**INSTRUCTIONS TO FOLLOW**
Each line from the opening of the listing below through the line that contains "While the yarn" is to be output exactly as written.

-------

Issue #5594, opened 2017-12-30
Unsupported option specified! (unsafe.enable_getters_and_setters)


dsherida:
I'm getting the message `.flowconfig:72 Unsupported option specified! (unsafe.enable_getters_and_setters)` which is an option defined in the default .flowconfig while using create-react-native-app. This option is also specified in the [Flow documentation](https://flow.org/en/docs/config/options/#toc-unsafe-enable-getters-and-setters-boolean) so why am I getting this error?

idiostruct:
Its been removed in [0.62.0](https://github.com/facebook/flow/blob/master/Changelog.md#0620). Getters and setters are enabled by default.

aikar:
That was a horrible idea to make everyones process fail hard instead of simply ignoring it or printing a deprecation warning.

TrySound:
@aikar It's major release. Just read changelog.

Aravindhan12:
I'm using flow bin version 0.63.1. Same error as @dsherida mentioned. Tried Downgrading to 0.62.0 but still the error remains the same.

While the yarn run flow command runs, following error appears,
.flowconfig:72 Unsupported option specified! (unsafe.enable_getters_and_setters)
error Command failed with exit code 8.
info Visit https://yarnpkg.com/en/docs/cli/run for documentation about this command.

TrySound:
@Aravindhan12 Just remove that option from your config.

Aravindhan12:
Finally I have fixed this by downgrading to Version 0.56.0.

@TrySound  As you said I have removed the option. Now when the yarn run flow command runs, I received a error as  Launching Flow server for Wrong version of Flow. The config specifies version ^0.56.0 but this is version 0.62.0 Could not start Flow server!  error Command failed with exit code 78. 

So I downgraded to 0.56.0. After that when I run the  yarn run flow command, lot of errors was thrown in all the files with the message  get/set properties not yet supported. 

To fix it I have added the unsafe.enable_getters_and_setters in the .flowconfig (which I have removed earlier) and it works.

Hope this helps someone.

TrySound:
@Aravindhan12 Downgrading doesn't help anybody. Kill all flow processes, remove version mark from config, remove unsafe.enable_getters_and_setters and run `flow`.

TrySound:
@Aravindhan12 Also make sure you have latest versions installed globally and locally.

Aravindhan12:
[...]

PR #5782, opened 2018-02-07
Docs: Remove `unsafe.enable_getters_and_setters`

iray-tno:
The `unsafe.enable_getters_and_setters` option was already removed in 0.62.0.

### DIFF
--- a/website/en/docs/config/options.md
+++ b/website/en/docs/config/options.md
@@ -46,7 +46,6 @@ can be overridden with command line flags.
 * [`suppress_type`](#toc-suppress-type-string)
 * [`temp_dir`](#toc-temp-dir-string)
 * [`traces`](#toc-traces-integer)
-* [`unsafe.enable_getters_and_setters`](#toc-unsafe-enable-getters-and-setters-boolean)
 
 #### `all` _`(boolean)`_ <a class="toc" id="toc-all-boolean" href="#toc-all-boolean"></a>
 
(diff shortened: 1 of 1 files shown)


iray-tno:
Refs #5594

pronebird:
Please merge since `unsafe.enable_getters_and_setters` is not available anymore.

iray-tno:
Should we add caution instead of just deleting description maybe?

pronebird:
@iray-tno good point. can be a deprecation notice.

mroch:
I could go either way on adding a deprecation warning. It's nice to document it if people are still using this version, but at some point it's so old that it's just clutter... 0.61 might already be that old. I don't have a good sense of whether these old versions are still used, so what do you guys think?

To add a notice, check out the `{% until 0.61 %}` tag. I'd say also reword the description to talk about the option in past-tense.

iray-tno:
@pronebird @mroch Thanks for your replies.

I was thinking the same thing.
A deprecation warning can be useful. But also it might be confusing for newcomers.

I couldn't find another example of a deprecation warning. And um... Im not so confident in English so you guys can overtake my pull request. 😅

I guess we better to add a deprecation warning to an error message instead of documents.

mroch:
sorry, something went wrong and this failed to land. trying again!

mvitousek:
Looks like this change was already made with #6336. Thanks for the PR, sorry we didn't land this sooner!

-------

**SOLUTION**
Issue #5594, opened 2017-12-30
Unsupported option specified! (unsafe.enable_getters_and_setters)


dsherida:
I'm getting the message `.flowconfig:72 Unsupported option specified! (unsafe.enable_getters_and_setters)` which is an option defined in the default .flowconfig while using create-react-native-app. This option is also specified in the [Flow documentation](https://flow.org/en/docs/config/options/#toc-unsafe-enable-getters-and-setters-boolean) so why am I getting this error?

idiostruct:
Its been removed in [0.62.0](https://github.com/facebook/flow/blob/master/Changelog.md#0620). Getters and setters are enabled by default.

aikar:
That was a horrible idea to make everyones process fail hard instead of simply ignoring it or printing a deprecation warning.

TrySound:
@aikar It's major release. Just read changelog.

Aravindhan12:
I'm using flow bin version 0.63.1. Same error as @dsherida mentioned. Tried Downgrading to 0.62.0 but still the error remains the same.

While the yarn run flow command runs, following error appears,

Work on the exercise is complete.